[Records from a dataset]
....
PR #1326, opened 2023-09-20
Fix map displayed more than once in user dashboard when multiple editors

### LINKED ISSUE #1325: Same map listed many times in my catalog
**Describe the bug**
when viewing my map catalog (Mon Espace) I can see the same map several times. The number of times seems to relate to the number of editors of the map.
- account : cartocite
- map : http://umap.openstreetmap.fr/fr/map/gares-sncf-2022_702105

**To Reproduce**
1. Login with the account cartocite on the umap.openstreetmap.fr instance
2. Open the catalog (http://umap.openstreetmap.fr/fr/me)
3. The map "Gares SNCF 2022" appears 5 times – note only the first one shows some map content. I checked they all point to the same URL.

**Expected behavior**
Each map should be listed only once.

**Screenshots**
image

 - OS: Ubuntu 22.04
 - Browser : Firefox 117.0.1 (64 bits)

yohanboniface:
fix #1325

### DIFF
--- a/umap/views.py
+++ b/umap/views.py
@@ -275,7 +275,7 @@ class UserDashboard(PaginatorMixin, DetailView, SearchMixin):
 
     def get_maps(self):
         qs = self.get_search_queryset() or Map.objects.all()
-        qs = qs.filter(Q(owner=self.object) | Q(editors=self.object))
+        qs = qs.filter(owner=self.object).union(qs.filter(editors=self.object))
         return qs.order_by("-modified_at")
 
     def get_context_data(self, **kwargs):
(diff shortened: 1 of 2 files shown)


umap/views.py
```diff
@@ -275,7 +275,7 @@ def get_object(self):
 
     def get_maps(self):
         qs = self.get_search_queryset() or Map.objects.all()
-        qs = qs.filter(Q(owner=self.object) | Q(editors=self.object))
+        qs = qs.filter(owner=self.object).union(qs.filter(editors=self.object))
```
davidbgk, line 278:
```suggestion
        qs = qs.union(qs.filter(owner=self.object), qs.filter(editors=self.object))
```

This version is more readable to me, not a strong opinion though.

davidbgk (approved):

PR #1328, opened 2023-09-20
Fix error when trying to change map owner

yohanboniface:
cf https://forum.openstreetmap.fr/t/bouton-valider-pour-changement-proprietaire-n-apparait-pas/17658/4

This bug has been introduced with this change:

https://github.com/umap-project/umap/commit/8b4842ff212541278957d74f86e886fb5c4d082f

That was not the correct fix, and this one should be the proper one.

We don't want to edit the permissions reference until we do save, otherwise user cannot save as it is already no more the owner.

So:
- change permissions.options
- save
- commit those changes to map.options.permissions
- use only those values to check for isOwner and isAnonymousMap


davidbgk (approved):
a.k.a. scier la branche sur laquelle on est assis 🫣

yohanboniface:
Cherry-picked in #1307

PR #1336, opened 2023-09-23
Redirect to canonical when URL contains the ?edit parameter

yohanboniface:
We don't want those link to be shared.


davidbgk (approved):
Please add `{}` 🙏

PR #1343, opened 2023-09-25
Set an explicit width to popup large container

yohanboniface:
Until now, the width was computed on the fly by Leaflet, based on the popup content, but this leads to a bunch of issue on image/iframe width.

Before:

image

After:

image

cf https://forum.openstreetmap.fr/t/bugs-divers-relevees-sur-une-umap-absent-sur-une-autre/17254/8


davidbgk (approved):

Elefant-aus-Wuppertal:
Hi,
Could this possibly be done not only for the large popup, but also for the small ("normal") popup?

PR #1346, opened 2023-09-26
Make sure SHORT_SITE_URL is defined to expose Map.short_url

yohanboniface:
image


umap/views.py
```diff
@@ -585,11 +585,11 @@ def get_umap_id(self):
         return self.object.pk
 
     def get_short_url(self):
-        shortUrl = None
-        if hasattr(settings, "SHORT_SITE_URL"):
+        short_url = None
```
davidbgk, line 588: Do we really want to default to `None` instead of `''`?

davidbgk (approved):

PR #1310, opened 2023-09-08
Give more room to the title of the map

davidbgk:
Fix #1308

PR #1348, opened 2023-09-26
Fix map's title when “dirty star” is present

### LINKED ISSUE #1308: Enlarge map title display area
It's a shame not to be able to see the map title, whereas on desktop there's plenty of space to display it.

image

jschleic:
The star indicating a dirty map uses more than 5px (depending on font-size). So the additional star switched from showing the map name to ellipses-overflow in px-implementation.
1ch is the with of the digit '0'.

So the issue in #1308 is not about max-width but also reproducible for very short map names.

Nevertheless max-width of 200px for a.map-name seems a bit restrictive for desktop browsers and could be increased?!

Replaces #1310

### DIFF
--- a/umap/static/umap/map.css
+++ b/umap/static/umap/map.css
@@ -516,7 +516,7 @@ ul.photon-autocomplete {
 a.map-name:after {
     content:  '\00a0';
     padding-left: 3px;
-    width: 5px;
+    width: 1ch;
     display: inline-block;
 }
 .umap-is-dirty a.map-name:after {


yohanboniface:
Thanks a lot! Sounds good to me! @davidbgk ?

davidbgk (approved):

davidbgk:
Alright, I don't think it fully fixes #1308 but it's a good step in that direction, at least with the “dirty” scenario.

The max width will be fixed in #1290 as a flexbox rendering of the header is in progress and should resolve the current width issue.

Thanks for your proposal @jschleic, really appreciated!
....
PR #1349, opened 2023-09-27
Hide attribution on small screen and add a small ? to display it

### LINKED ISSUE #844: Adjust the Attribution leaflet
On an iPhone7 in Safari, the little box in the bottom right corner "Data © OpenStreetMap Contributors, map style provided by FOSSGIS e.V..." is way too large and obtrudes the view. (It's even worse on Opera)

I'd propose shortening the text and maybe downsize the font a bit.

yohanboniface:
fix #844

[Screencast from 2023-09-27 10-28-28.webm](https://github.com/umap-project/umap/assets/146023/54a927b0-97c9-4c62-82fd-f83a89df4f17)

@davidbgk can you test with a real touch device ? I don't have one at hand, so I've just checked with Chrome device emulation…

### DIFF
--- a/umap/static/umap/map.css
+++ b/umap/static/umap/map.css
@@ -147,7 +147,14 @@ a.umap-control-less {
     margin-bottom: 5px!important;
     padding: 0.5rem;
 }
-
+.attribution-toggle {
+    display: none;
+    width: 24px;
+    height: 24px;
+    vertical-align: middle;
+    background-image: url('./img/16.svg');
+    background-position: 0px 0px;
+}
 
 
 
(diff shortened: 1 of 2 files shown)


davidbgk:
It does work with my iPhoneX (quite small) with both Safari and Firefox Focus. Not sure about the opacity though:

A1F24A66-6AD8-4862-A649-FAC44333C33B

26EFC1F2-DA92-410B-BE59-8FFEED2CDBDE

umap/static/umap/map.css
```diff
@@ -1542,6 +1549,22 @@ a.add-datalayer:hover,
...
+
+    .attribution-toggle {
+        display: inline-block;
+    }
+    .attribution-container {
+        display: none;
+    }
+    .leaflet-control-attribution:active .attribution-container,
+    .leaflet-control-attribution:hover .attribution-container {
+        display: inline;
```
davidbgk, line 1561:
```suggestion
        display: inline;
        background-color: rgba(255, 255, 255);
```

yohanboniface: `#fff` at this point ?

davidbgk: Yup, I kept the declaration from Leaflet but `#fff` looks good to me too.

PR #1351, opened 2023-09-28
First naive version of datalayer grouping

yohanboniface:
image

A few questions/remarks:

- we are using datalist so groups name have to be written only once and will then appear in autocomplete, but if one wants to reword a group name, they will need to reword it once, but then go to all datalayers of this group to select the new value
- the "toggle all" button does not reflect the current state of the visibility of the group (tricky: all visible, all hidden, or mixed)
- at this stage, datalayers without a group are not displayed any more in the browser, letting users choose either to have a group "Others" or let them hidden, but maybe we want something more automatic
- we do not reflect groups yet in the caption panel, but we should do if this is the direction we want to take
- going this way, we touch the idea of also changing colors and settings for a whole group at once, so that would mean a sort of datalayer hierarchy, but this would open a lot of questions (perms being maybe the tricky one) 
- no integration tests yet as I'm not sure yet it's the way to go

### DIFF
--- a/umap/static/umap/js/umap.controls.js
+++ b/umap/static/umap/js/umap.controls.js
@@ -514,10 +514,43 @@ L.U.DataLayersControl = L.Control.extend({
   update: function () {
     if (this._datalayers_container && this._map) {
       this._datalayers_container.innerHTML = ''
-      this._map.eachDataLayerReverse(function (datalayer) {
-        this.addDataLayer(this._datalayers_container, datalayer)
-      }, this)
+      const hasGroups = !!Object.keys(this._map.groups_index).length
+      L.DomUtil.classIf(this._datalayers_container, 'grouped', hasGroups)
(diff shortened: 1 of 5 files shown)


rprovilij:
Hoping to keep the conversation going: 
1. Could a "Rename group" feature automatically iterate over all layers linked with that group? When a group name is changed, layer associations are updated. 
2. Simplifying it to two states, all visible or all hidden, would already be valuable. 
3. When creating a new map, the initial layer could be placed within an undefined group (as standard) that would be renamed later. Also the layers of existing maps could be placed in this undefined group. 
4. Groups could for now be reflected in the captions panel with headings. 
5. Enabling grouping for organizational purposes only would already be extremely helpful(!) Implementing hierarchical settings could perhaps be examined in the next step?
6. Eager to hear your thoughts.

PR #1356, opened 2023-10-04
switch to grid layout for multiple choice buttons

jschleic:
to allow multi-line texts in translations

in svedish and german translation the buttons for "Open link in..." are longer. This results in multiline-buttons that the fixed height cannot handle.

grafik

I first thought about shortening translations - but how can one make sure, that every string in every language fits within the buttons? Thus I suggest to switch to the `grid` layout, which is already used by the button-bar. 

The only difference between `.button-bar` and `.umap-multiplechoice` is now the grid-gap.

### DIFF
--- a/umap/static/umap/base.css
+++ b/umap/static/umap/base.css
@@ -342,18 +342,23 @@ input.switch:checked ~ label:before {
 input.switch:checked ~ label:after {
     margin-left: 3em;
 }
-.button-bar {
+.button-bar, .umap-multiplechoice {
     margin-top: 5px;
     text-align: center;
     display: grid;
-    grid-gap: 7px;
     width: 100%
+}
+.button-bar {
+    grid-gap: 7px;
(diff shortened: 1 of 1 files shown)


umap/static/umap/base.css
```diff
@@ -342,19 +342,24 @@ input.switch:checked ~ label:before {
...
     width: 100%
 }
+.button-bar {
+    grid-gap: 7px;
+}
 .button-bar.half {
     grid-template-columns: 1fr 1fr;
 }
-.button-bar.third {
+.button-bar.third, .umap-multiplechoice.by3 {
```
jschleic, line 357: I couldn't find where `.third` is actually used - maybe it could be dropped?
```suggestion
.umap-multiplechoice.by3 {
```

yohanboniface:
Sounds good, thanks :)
....
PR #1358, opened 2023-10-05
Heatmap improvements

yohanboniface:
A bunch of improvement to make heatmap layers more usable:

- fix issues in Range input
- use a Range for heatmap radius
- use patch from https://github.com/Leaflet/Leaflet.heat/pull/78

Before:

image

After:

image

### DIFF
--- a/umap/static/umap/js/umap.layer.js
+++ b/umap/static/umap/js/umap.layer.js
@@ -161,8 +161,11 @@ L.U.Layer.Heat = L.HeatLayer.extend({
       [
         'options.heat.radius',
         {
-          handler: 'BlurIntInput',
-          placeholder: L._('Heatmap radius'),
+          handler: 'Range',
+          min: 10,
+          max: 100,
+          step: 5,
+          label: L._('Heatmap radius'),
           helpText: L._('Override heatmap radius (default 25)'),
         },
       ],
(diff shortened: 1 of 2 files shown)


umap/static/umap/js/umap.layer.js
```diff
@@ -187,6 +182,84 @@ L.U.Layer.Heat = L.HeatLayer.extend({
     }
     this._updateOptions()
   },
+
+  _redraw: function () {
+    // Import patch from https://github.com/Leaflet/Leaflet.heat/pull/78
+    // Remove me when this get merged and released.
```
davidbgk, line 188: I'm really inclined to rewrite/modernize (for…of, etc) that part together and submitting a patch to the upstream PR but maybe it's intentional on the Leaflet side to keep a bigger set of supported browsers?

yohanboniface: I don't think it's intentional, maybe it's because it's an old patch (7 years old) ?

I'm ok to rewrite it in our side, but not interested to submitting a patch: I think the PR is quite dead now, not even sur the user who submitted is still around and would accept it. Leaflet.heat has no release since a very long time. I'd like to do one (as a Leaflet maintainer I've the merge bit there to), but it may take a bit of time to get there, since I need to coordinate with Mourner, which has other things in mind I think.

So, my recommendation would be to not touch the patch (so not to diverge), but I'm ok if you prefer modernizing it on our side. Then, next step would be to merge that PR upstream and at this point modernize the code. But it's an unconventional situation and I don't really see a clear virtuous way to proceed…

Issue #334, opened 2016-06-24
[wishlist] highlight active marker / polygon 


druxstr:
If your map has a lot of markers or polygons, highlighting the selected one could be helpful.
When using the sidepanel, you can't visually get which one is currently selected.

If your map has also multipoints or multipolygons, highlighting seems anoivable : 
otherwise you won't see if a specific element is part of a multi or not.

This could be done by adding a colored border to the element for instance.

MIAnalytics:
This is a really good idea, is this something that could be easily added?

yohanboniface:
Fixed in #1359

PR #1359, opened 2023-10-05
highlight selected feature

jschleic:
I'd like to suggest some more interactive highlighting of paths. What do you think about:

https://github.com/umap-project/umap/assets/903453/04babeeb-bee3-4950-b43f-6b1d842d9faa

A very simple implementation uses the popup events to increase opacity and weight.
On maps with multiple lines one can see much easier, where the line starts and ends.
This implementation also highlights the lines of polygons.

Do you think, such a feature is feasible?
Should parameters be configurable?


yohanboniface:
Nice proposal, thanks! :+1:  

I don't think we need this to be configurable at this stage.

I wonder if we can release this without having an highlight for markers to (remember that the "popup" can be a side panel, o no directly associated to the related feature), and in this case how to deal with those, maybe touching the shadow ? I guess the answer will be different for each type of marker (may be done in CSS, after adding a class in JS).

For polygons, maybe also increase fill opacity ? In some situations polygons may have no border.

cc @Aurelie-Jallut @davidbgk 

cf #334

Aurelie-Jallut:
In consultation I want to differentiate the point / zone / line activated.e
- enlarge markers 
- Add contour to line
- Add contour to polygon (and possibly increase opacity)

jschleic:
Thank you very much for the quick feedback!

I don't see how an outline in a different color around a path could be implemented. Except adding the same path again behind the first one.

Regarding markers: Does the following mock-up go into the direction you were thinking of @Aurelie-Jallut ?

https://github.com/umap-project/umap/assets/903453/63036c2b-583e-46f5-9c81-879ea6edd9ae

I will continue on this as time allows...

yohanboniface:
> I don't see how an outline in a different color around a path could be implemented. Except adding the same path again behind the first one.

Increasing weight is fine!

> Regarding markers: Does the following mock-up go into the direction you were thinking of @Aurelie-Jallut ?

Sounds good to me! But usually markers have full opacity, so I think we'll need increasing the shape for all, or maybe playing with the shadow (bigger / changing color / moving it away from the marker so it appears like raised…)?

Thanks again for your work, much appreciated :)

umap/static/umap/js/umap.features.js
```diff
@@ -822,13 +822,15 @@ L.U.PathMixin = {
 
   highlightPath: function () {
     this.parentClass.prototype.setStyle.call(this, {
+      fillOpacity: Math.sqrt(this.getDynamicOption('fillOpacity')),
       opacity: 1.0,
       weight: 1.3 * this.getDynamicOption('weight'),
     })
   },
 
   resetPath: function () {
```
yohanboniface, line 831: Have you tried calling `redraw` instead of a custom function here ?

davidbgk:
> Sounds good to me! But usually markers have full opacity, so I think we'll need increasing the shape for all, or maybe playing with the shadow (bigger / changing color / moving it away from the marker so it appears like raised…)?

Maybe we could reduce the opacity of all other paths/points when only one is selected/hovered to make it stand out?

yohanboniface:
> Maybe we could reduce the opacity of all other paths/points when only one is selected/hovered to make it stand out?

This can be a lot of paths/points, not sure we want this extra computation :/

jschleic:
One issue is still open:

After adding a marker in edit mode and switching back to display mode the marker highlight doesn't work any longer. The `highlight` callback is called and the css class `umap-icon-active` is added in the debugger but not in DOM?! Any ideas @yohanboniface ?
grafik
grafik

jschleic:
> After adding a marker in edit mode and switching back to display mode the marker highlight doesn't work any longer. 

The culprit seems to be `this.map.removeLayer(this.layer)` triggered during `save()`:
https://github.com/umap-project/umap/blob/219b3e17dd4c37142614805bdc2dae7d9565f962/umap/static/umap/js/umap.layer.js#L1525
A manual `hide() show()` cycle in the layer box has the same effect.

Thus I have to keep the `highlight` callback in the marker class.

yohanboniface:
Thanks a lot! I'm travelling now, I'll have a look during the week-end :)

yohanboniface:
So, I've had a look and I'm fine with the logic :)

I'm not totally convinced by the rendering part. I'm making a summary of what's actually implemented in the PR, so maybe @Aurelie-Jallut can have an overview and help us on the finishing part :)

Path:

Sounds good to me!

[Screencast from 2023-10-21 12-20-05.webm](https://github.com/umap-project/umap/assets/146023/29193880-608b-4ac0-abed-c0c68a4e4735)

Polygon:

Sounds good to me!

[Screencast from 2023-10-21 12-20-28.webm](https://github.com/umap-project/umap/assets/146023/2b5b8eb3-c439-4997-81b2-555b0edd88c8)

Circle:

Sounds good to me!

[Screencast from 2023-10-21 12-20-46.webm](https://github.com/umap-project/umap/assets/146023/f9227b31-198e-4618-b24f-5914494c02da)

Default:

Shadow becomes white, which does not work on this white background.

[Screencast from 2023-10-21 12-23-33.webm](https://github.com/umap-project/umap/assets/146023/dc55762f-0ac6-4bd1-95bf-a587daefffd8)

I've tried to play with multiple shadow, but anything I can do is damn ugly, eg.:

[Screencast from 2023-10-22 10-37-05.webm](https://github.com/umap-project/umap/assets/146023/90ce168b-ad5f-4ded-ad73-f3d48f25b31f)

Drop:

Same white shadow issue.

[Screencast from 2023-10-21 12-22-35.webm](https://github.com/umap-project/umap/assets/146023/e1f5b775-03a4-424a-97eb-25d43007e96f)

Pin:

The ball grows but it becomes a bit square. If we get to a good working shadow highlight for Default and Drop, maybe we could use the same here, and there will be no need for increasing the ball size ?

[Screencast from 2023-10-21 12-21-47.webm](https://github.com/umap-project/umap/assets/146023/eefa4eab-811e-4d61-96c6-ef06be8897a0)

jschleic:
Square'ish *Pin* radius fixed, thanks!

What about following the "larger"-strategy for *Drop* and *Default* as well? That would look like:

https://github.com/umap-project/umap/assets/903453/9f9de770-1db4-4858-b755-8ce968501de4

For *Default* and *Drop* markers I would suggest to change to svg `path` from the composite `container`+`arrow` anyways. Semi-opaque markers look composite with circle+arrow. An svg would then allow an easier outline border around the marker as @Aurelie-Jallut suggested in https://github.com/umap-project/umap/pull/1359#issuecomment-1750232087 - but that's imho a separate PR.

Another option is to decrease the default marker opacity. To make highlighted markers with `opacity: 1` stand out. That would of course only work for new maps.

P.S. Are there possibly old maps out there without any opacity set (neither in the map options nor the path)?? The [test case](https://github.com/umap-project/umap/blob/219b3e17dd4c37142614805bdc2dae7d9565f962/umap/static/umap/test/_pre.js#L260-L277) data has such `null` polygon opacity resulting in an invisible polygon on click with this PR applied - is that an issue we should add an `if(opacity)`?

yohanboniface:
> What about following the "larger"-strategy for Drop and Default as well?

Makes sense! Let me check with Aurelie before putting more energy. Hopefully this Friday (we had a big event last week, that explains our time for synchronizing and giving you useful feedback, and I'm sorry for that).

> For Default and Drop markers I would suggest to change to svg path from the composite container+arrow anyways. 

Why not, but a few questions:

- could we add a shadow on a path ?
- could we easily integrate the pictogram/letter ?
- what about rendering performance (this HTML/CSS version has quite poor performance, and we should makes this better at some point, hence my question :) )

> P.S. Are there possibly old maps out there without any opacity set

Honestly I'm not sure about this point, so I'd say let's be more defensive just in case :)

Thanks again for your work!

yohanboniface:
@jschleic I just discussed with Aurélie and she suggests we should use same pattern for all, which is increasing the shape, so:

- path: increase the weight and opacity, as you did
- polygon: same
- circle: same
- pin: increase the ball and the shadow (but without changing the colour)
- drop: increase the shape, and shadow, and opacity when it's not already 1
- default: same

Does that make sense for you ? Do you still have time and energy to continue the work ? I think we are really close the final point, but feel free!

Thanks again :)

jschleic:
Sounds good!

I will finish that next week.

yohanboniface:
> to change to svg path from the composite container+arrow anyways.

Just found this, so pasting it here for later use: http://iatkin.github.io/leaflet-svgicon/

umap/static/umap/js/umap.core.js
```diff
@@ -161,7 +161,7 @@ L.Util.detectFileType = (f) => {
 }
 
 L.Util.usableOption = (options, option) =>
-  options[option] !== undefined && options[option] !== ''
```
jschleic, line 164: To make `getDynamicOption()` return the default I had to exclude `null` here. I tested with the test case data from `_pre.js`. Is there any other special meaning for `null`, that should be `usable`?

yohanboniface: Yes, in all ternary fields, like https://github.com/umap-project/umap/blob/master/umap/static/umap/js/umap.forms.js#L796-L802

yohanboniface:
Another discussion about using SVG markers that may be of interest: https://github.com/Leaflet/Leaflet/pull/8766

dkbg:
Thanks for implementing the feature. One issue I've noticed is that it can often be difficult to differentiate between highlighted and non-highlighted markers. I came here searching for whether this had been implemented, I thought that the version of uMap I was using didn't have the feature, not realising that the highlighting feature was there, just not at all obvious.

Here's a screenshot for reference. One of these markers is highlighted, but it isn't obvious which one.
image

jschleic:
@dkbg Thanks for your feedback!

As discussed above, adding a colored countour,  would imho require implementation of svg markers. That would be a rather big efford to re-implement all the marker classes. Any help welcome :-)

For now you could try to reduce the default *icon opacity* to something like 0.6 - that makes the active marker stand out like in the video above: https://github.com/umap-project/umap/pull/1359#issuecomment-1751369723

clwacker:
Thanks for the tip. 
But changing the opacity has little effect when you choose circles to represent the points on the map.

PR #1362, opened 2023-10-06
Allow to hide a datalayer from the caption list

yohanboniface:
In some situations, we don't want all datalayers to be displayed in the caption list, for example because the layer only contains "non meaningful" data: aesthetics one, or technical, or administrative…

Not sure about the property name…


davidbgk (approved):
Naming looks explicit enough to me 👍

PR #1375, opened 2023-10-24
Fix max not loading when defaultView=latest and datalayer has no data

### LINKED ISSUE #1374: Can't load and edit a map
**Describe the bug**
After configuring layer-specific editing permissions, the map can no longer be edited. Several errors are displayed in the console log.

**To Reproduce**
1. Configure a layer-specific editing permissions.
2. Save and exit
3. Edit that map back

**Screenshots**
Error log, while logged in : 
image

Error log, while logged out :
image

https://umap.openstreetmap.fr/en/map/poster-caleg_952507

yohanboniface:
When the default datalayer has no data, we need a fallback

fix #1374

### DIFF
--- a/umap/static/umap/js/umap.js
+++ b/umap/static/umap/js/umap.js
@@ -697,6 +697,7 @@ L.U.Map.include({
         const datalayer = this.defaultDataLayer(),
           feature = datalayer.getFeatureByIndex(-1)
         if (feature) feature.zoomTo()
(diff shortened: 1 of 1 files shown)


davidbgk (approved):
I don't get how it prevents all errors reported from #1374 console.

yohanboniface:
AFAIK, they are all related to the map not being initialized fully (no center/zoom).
....
What needs to be done:
Find all the lines with "third" in the data and copy them.

Task response:
-.button-bar.third {
+.button-bar.third, .umap-multiplechoice.by3 {
jschleic, line 357: I couldn't find where `.third` is actually used - maybe it could be dropped?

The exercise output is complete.